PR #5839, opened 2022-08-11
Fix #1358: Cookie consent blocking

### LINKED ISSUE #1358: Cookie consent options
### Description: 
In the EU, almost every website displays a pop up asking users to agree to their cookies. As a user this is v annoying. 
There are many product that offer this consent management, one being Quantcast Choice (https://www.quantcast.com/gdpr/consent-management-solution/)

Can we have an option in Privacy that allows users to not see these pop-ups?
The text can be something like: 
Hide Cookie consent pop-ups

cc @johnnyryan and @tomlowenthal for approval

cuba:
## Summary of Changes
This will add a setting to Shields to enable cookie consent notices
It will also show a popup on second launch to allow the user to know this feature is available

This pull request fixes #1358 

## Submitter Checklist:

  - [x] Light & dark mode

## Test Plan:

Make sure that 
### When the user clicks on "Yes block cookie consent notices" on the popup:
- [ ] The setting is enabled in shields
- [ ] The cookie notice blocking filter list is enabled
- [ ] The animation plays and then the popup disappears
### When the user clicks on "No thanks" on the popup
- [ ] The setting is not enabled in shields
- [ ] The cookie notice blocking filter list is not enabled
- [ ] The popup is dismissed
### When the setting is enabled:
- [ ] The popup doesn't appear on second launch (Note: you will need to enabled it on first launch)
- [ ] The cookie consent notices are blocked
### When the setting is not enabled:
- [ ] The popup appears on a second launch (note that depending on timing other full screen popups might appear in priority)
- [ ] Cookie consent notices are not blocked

══════════════════════════════

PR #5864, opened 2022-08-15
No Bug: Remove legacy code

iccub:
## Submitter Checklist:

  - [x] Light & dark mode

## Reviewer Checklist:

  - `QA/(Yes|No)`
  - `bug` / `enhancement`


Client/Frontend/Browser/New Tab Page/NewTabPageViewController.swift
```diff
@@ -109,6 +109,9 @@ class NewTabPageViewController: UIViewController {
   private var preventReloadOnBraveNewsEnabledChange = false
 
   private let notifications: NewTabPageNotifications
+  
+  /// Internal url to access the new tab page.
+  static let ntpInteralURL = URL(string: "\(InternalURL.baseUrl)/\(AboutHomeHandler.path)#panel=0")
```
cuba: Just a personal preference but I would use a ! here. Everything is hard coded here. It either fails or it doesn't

══════════════════════════════

The word to look for is "filter"; copy out every line of the entries that holds it.

## RESPONSE FOR THIS EXERCISE
- [ ] The cookie notice blocking filter list is enabled
- [ ] The cookie notice blocking filter list is not enabled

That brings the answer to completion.